Thats the thing it dosent but people were complaining about that in reviews so i was worried


----------



## JessikaSky (Sep 6, 2014)

API stress coat is a tap water conditioner with the added benefit of apparently healing fins and scales if you double the dose. It's got nothing to do with removing ammonia. But you can buy ammolock which is also by API it detoxifies the ammonia so if you have ammonia it will make it so it's not harmful to fish, you'll still have ammonia but it wont hurt your fishies, I think the ammolock gives false readings though, stress coat definitely doesn't, I have a big bottle of stress coat I use in my community tank and betta tanks along with the API ammolock, I love both products!


----------



## Ilovebettasbk11 (Nov 12, 2013)

JessikaSky said:


> API stress coat is a tap water conditioner with the added benefit of apparently healing fins and scales if you double the dose.
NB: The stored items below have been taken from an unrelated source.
PR #79, opened 2020-01-23
Query model permissions

thibaultrobert:
Works with https://github.com/SubstraFoundation/substra-backend/pull/117


jmorel:
I tested this PR against https://github.com/SubstraFoundation/substra-backend/pull/117/files and it works like a charm!

README.md
```diff
@@ -34,6 +34,7 @@ Note for internal use only: See the [technical specifications](https://github.co
 
 ### Implemented smart contracts
 
+- `cancelComputePlan`
```
inelgnu, line 37: is this related to this PR?

thibaultrobert: Yes and no: its because I updated this list with the missing smart contract.

chaincode/tuple.go
```diff
@@ -256,3 +294,11 @@ func determineTupleStatus(db *LedgerDB, tupleStatus, computePlanID string) (stri
...
 	return tupleStatus, nil
 }
+
+func createModelIndex(db *LedgerDB, tupleKey, modelHash string) error {
+	err := db.CreateIndex("tuple~modelHash~key", []string{"tuple", modelHash, tupleKey})
+	if err != nil {
+		return err
+	}
+	return nil
+}
```
AurelienGasser: unused

chaincode/tuple.go
```diff
@@ -163,6 +163,44 @@ func queryModels(db *LedgerDB, args []string) (outModels []outputModel, err erro
 	return
 }
 
+func queryModelPermissions(db *LedgerDB, args []string) (outputPermissions, error) {
```
AurelienGasser, line 166: It took me a long time to understand this function. I think more explicit naming would help make it more clear (see comments below)

chaincode/tuple.go
```diff
@@ -163,6 +163,44 @@ func queryModels(db *LedgerDB, args []string) (outModels []outputModel, err erro
...
+	var out outputPermissions
+	inp := inputKey{}
+	err := AssetFromJSON(args, &inp)
+	if err != nil {
+		return out, err
+	}
```
AurelienGasser, line 172: Here for instance, add:

```go
modelHash := inp.Key
```

and use `modelHash` throughout the function instead of `inp.Key`

chaincode/tuple.go
```diff
@@ -163,6 +163,44 @@ func queryModels(db *LedgerDB, args []string) (outModels []outputModel, err erro
...
+	keys, err := db.GetIndexKeys("tuple~modelHash~key", []string{"tuple", inp.Key})
+	if err != nil {
+		return out, err
+	}
+	if len(keys) == 0 {
+		return out, errors.NotFound("Could not find a model for hash %s", inp.Key)
+	}
+	key := keys[0]
```
AurelienGasser: Here too:

```suggestion
	tupleKey := keys[0]
```

chaincode/tuple.go
```diff
@@ -163,6 +163,44 @@ func queryModels(db *LedgerDB, args []string) (outModels []outputModel, err erro
...
+	modelPermissions := Permissions{}
+	modelPermissions.Process.Public = true
+
+	// get out-model and permissions from parent for head model in composite traintuple
+	if tupleType == CompositeTraintupleType{
+		tuple, err := db.GetCompositeTraintuple(key)
+		if err != nil {
+			return out, errors.Internal(err, "queryModelPermissions:")
+		}
+		if tuple.OutHeadModel.OutModel.Hash == inp.Key {
```
AurelienGasser: Maybe add a comment here? Something like 

```go
// if `modelHash` refers to the head out-model, return the head out-model permissions
// if `modelHash` refers to the trunk out-model, do nothing (default to "public processable")
```

chaincode/tuple_test.go
```diff
@@ -182,3 +182,17 @@ func TestTagTuple(t *testing.T) {
...
+	mockStub := NewMockStubWithRegisterNode("substra", scc)
+	registerItem(t, *mockStub, "traintuple")
+	mockStub.MockTransactionStart("42")
+	db := NewLedgerDB(mockStub)
+	traintupleToDone(t, db, traintupleKey)
+	outTrain, err := queryTraintuple(db, keyToArgs(traintupleKey))
+	assert.NoError(t, err)
+	outPerm, err := queryModelPermissions(db, keyToArgs(outTrain.OutModel.Hash))
+	assert.NoError(t, err)
+	assert.NotZero(t, outPerm)
```
AurelienGasser, line 197: IMO it would be worth adding a test that retrieves/validates permissions for a head out-model here, since (if my understanding is correct) the `queryModelPermissions` function's primary purpose is to make sure we don't try to process head out-models that don't belong to our worker.

AurelienGasser (changes requested):
Great work! There are a few things worth improving IMO (nothing big), see comments below.

chaincode/tuple.go
thibaultrobert: Yes indeed. To you think I should removed it or used it.
On one side it will not change the number of line but on the bright side this index name will not be copied for each creation (so 4 time in the actual base code)

chaincode/tuple.go
thibaultrobert: Further more I think we should use an `InputHash` here not an `inputKey` since it's indeed a hash. @Kelvin-M do you think we could update the backend in that direction?
I'll add `modelHash` for now.

chaincode/tuple.go
thibaultrobert: Yep and done.

chaincode/tuple.go
thibaultrobert: Added

chaincode/tuple_test.go
thibaultrobert: For now yes and it should be extended to all models in near future. I will update the test.

chaincode/tuple.go
Kelvin-M: Yes we can, but the modification must be done also for all object to  have the same usage. So let's do it later because it will be too long to verify that everything works :)

thibaultrobert:
Sorry for the noise, I push the wrong commit to the wrong branch.

chaincode/tuple.go
thibaultrobert: Done

chaincode/tuple.go
thibaultrobert: Done

chaincode/tuple.go
thibaultrobert: I was speaking about this smart contract in particular since `queryModelPermissions` returns the Permission of the Model matching the `Hash` in the arguments.

chaincode/tuple_test.go
thibaultrobert: Done in f3f4c7b53ea1114ad551505c2add5724a2dbfe7b.

AurelienGasser (approved):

It's got nothing to do with removing ammonia. But you can buy ammolock which is also by API it detoxifies the ammonia so if you have ammonia it will make it so it's not harmful to fish, you'll still have ammonia but it wont hurt your fishies, I think the ammolock gives false readings though, stress coat definitely doesn't, I have a big bottle of stress coat I use in my community tank and betta tanks along with the API ammolock, I love both products!


Good to know! Yea i was just worried but i dont have ammonia in my tap water thank god so that i am not worried about that. 

I hear good stuff on this product so i had to try it i mean water conditioner plus has aloe vera for healing? Thats a plus!


----------